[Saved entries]
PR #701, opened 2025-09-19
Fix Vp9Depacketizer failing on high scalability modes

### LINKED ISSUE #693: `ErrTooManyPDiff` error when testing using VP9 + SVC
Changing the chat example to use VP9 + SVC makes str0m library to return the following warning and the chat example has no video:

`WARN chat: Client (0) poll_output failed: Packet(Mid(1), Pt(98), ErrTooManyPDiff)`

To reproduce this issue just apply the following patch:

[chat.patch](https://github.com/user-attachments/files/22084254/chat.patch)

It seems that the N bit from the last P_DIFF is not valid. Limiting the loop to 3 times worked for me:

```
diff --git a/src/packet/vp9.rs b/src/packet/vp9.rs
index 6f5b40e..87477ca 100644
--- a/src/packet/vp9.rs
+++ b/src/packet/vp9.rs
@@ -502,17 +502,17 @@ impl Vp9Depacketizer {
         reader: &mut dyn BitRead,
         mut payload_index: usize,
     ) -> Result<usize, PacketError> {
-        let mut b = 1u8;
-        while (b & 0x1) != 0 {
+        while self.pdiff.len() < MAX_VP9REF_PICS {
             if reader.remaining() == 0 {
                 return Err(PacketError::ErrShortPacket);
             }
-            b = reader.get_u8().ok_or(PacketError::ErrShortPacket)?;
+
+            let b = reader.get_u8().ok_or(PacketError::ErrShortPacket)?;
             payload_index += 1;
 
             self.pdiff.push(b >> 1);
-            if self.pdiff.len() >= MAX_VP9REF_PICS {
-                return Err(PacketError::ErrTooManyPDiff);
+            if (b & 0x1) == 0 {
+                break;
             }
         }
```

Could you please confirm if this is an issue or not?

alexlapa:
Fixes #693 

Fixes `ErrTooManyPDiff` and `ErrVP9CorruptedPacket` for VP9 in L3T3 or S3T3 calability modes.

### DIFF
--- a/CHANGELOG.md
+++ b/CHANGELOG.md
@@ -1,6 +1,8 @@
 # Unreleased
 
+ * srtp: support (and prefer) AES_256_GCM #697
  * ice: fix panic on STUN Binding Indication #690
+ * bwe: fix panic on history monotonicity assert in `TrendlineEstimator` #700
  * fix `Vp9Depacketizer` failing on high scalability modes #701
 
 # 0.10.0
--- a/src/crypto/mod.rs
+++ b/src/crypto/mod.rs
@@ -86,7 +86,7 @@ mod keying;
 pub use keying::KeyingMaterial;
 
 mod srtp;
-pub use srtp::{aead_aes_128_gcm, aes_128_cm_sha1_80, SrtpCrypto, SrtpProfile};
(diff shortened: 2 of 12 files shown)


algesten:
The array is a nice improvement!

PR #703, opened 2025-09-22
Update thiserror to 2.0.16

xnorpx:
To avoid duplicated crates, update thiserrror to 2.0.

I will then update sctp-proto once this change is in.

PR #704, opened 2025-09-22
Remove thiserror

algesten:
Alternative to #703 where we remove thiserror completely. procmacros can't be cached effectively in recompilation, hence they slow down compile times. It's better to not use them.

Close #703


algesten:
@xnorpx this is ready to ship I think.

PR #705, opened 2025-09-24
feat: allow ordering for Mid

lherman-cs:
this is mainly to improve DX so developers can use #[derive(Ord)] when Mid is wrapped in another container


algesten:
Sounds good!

- _Work request_
What is needed here is an exact copy of all the entries.

- _Problem solution_
PR #701, opened 2025-09-19
Fix Vp9Depacketizer failing on high scalability modes

### LINKED ISSUE #693: `ErrTooManyPDiff` error when testing using VP9 + SVC
Changing the chat example to use VP9 + SVC makes str0m library to return the following warning and the chat example has no video:

`WARN chat: Client (0) poll_output failed: Packet(Mid(1), Pt(98), ErrTooManyPDiff)`

To reproduce this issue just apply the following patch:

[chat.patch](https://github.com/user-attachments/files/22084254/chat.patch)

It seems that the N bit from the last P_DIFF is not valid. Limiting the loop to 3 times worked for me:

```
diff --git a/src/packet/vp9.rs b/src/packet/vp9.rs
index 6f5b40e..87477ca 100644
--- a/src/packet/vp9.rs
+++ b/src/packet/vp9.rs
@@ -502,17 +502,17 @@ impl Vp9Depacketizer {
         reader: &mut dyn BitRead,
         mut payload_index: usize,
     ) -> Result<usize, PacketError> {
-        let mut b = 1u8;
-        while (b & 0x1) != 0 {
+        while self.pdiff.len() < MAX_VP9REF_PICS {
             if reader.remaining() == 0 {
                 return Err(PacketError::ErrShortPacket);
             }
-            b = reader.get_u8().ok_or(PacketError::ErrShortPacket)?;
+
+            let b = reader.get_u8().ok_or(PacketError::ErrShortPacket)?;
             payload_index += 1;
 
             self.pdiff.push(b >> 1);
-            if self.pdiff.len() >= MAX_VP9REF_PICS {
-                return Err(PacketError::ErrTooManyPDiff);
+            if (b & 0x1) == 0 {
+                break;
             }
         }
```

Could you please confirm if this is an issue or not?

alexlapa:
Fixes #693 

Fixes `ErrTooManyPDiff` and `ErrVP9CorruptedPacket` for VP9 in L3T3 or S3T3 calability modes.

### DIFF
--- a/CHANGELOG.md
+++ b/CHANGELOG.md
@@ -1,6 +1,8 @@
 # Unreleased
 
+ * srtp: support (and prefer) AES_256_GCM #697
  * ice: fix panic on STUN Binding Indication #690
+ * bwe: fix panic on history monotonicity assert in `TrendlineEstimator` #700
  * fix `Vp9Depacketizer` failing on high scalability modes #701
 
 # 0.10.0
--- a/src/crypto/mod.rs
+++ b/src/crypto/mod.rs
@@ -86,7 +86,7 @@ mod keying;
 pub use keying::KeyingMaterial;
 
 mod srtp;
-pub use srtp::{aead_aes_128_gcm, aes_128_cm_sha1_80, SrtpCrypto, SrtpProfile};
(diff shortened: 2 of 12 files shown)


algesten:
The array is a nice improvement!

PR #703, opened 2025-09-22
Update thiserror to 2.0.16

xnorpx:
To avoid duplicated crates, update thiserrror to 2.0.

I will then update sctp-proto once this change is in.

PR #704, opened 2025-09-22
Remove thiserror

algesten:
Alternative to #703 where we remove thiserror completely. procmacros can't be cached effectively in recompilation, hence they slow down compile times. It's better to not use them.

Close #703


algesten:
@xnorpx this is ready to ship I think.

PR #705, opened 2025-09-24
feat: allow ordering for Mid

lherman-cs:
this is mainly to improve DX so developers can use #[derive(Ord)] when Mid is wrapped in another container


algesten:
Sounds good!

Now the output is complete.